Parsing/QA

This page catalogs all the QA functionality that the parsing team uses as part of its work. This includes custom QA tools that we've built or adapted over the years.

Parser Tests

These serve as wikitext specs for language behavior and expectations around how a piece of wikitext behaves and renders as HTML (and vice versa).

The authoritative version is in tests/parser/parserTests.txt in mediawiki-core and some extensions. The Parsoid project maintains a copy of these files in the Parsoid repository (and periodically syncs them with the primary versions).

Before Parsoid, this was primarily a wikitext to HTML spec. Parsoid has introduced a number of additional test modes.

Besides wt2html, Parsoid added wt2wt, html2wt, and html2html.
In addition, Parsoid also adds selser (selective serialization) test modes in two forms.
- In the manual form, the test can specify edits on the output DOM (for input wikitext) and specifies the expected wikitext output for the edited DOM. This form can also optionally indicate whether the edited DOM should be normalized to scrub generated wikitext.
- In the automated form, the test runner generates a number of random edits on the output DOM and passes that through regular wt2wt and selser wt2wt and compares the generated wikitext.

In the Parsoid codebase, the test runner is bin/parserTests.js and the tests are in tests/*.txt.

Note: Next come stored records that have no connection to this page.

PR #2360, opened 2015-07-13
Add .editorconfig for (optional) code assist

BigBlueHat:
http://editorconfig.org/

**If** a developer is using EditorConfig, then all their future edits should be more inline with our style guides--assuming I mapped that all correctly. :grin: 

@tilgovi thoughts?

### DIFF
--- a/.editorconfig
+++ b/.editorconfig
@@ -1,0 +1,23 @@
+root = true
+
+[*]
+end_of_line = lf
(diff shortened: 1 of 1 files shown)


tilgovi:
Great. Can we strip out all the comments and the leading whitespace at the top? None of the comments really add anything.

tilgovi:
I did this.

From a QA standpoint, these are integration tests that test the entire wt->html or html->wt subsytem of the codebase.

Parsoid-specific mocha tests

Certain kinds of tests are harder to specify in the parser tests format. For example, tests of the API behavior, regression specs, or expectations around the use of TemplateData, unit tests for individual token or DOM transformers, linting and some other behavior. Some of these tests mock the mediawiki API requests and responses. These tests are found in the tests/mocha directory of the Parsoid codebase.

From a QA standpoint, some of these are unit tests of specific pieces of code (DSR computation, linting, some API tests) and others are more integration tests (some API tests, templatedata tests).

Unit tests to aid Parsing porting to PHP

We have been developing this testing mode in 2018 in preparation for a port of Parsoid to PHP. The test files are generated by the genTest mode of the bin/parse.js script. These tests are fed to two different test scripts: one for token transformers and another for dom transformers. The tests are generated during parsing of pages from live production wikis. They specify the input to the token or DOM transformers and the expected output after the input is processed by that individual transformer.

By porting these test runners to PHP first, we expect to be able to validate the correctness (and get a measure of performance) of the porting of individual token or DOM transformers.

Mass round trip testing

See Parsoid/Round-trip_testing - this runs on ruthenium.

Before every Parsoid deploy, the code to be deployed goes through round trip tests. Any semantic test result regressions are pushed through tools/regression-testing.js to rule out false positives because of page edits (since the tests are run against production wiki pages).

Mass visual diff testing comparing Parsoid output to PHP parser output

See Parsoid/Visual Diffs Testing - this runs on ruthenium.

We occasionally run these tests to compare how Parsoid output renders relative to the PHP parser output. The testing normalizes the rendered output in a number of ways to eliminate false positives. We expect to rely on this test modality and use this more extensively as part of the Parsing/Parser Unification project.

Mass visual diff testing for other wikitext and functionality changes

See Parsing/Visual Diff Testing - this runs on parsing-qa-01.

We have used this test mode whenever we have had a need to change some behavior in wikitext.

On parsing-qa-01, we have two different test databases: mwexpts and tidy-vs-remex.

tidy-vs-remex was used as part of the Parsing/Replacing Tidy project which finished in July 2018. This test mode compared the output of a production wiki page that was tidied by HTML4-tidy vs when it was tidied by RemexHtml. We ran tests on a sample of over 70K pages from 50+ production wikis.

In the mwexpts test mode, we compare mediawiki rendering on one labs VM (running baseline mediawiki) with mediawiki rendering on another labs VM (running mediawiki with some change we wish to QA). We have used this test mode when making changes to language variants, testing proposed changes to media rendering, initial testing when we wanted to replace Tidy, changes to parsing of definition lists. In the future, we expect to use this test mode a bit more heavily to validate proposed changes to wikitext before we release them to production. Currently, we run tests on a 2016 snapshot of a sample of 50K+ pages from 41 production wikis. In the future, as we leverage this test mode more heavily, we expect to refresh this sample more regularly and include pages from a wider range of namespaces and wikis.